## PROBLEM DESCRIPTION
Find the line with "Is the reason" in the entries below, then reproduce it and every line after it down to and including the line with "PolyProgrammist, line 2771: why", exactly.

Saved entries
Segment Open

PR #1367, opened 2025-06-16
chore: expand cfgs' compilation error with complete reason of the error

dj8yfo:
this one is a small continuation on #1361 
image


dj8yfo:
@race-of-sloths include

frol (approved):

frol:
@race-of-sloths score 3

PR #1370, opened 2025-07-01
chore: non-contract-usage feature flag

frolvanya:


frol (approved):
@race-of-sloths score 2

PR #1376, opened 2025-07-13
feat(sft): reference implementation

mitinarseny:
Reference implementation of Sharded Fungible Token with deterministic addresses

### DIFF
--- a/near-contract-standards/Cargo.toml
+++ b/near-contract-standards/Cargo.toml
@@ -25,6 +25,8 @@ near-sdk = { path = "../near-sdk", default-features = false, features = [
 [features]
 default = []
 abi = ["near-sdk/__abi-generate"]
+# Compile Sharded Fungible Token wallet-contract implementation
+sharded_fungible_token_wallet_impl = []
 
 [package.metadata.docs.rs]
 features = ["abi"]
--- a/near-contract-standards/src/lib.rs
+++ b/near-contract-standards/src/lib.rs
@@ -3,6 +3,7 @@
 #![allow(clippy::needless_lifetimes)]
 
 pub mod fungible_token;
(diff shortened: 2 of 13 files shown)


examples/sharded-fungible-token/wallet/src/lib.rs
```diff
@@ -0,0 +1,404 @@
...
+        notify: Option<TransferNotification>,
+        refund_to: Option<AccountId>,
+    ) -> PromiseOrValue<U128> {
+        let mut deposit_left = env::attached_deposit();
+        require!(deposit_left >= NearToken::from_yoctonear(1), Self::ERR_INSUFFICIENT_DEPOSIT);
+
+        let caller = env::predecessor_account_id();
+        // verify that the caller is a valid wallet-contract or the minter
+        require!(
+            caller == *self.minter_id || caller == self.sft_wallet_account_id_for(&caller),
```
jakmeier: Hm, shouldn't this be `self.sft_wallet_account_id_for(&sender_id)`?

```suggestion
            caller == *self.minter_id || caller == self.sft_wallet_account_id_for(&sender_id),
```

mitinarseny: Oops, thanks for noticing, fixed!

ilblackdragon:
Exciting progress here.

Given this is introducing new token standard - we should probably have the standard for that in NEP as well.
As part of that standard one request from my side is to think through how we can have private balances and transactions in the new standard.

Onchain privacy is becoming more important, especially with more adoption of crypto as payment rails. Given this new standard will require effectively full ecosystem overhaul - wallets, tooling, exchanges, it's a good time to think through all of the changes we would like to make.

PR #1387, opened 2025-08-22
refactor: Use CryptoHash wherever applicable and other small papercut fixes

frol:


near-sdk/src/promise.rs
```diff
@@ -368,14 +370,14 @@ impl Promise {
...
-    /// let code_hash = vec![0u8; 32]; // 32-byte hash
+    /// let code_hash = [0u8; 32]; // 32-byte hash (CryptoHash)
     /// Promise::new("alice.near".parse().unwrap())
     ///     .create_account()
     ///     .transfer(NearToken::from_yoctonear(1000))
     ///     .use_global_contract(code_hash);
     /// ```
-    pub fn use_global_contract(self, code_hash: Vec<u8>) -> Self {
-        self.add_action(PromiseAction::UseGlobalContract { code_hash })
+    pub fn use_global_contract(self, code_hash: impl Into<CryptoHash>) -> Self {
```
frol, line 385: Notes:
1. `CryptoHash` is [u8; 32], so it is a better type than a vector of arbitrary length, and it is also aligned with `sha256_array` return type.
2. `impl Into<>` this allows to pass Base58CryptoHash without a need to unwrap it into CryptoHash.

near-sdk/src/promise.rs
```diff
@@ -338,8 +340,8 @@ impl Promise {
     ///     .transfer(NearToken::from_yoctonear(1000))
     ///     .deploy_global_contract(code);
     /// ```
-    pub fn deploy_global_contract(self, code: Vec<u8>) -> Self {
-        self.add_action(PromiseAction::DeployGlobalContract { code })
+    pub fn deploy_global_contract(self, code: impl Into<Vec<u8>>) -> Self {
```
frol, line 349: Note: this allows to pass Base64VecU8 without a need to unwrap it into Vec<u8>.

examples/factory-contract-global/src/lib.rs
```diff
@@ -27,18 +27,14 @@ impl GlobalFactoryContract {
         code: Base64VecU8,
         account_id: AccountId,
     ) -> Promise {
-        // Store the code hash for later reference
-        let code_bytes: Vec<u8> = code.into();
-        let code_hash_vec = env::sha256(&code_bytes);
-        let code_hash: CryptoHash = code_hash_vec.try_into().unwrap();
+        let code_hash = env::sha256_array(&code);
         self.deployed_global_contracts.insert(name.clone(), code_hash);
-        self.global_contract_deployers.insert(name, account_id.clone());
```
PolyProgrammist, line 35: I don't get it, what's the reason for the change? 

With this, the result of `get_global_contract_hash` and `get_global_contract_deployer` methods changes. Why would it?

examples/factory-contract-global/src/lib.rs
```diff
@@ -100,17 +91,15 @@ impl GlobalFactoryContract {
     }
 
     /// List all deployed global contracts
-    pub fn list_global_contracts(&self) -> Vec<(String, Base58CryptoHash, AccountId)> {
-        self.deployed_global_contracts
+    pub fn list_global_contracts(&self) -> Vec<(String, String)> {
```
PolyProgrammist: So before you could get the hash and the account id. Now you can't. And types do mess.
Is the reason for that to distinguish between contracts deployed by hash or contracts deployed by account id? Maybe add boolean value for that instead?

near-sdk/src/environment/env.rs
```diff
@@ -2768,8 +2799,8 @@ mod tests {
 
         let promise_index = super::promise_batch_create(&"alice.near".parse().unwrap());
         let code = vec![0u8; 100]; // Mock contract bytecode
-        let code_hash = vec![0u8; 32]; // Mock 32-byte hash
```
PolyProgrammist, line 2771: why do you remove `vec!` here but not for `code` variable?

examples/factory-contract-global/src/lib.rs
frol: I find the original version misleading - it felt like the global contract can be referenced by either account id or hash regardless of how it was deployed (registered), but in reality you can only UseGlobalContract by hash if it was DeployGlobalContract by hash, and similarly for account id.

Segment Closed

## TASK RESULT
Is the reason for that to distinguish between contracts deployed by hash or contracts deployed by account id? Maybe add boolean value for that instead?

near-sdk/src/environment/env.rs
```diff
@@ -2768,8 +2799,8 @@ mod tests {
 
         let promise_index = super::promise_batch_create(&"alice.near".parse().unwrap());
         let code = vec![0u8; 100]; // Mock contract bytecode
-        let code_hash = vec![0u8; 32]; // Mock 32-byte hash
```
PolyProgrammist, line 2771: why do you remove `vec!` here but not for `code` variable?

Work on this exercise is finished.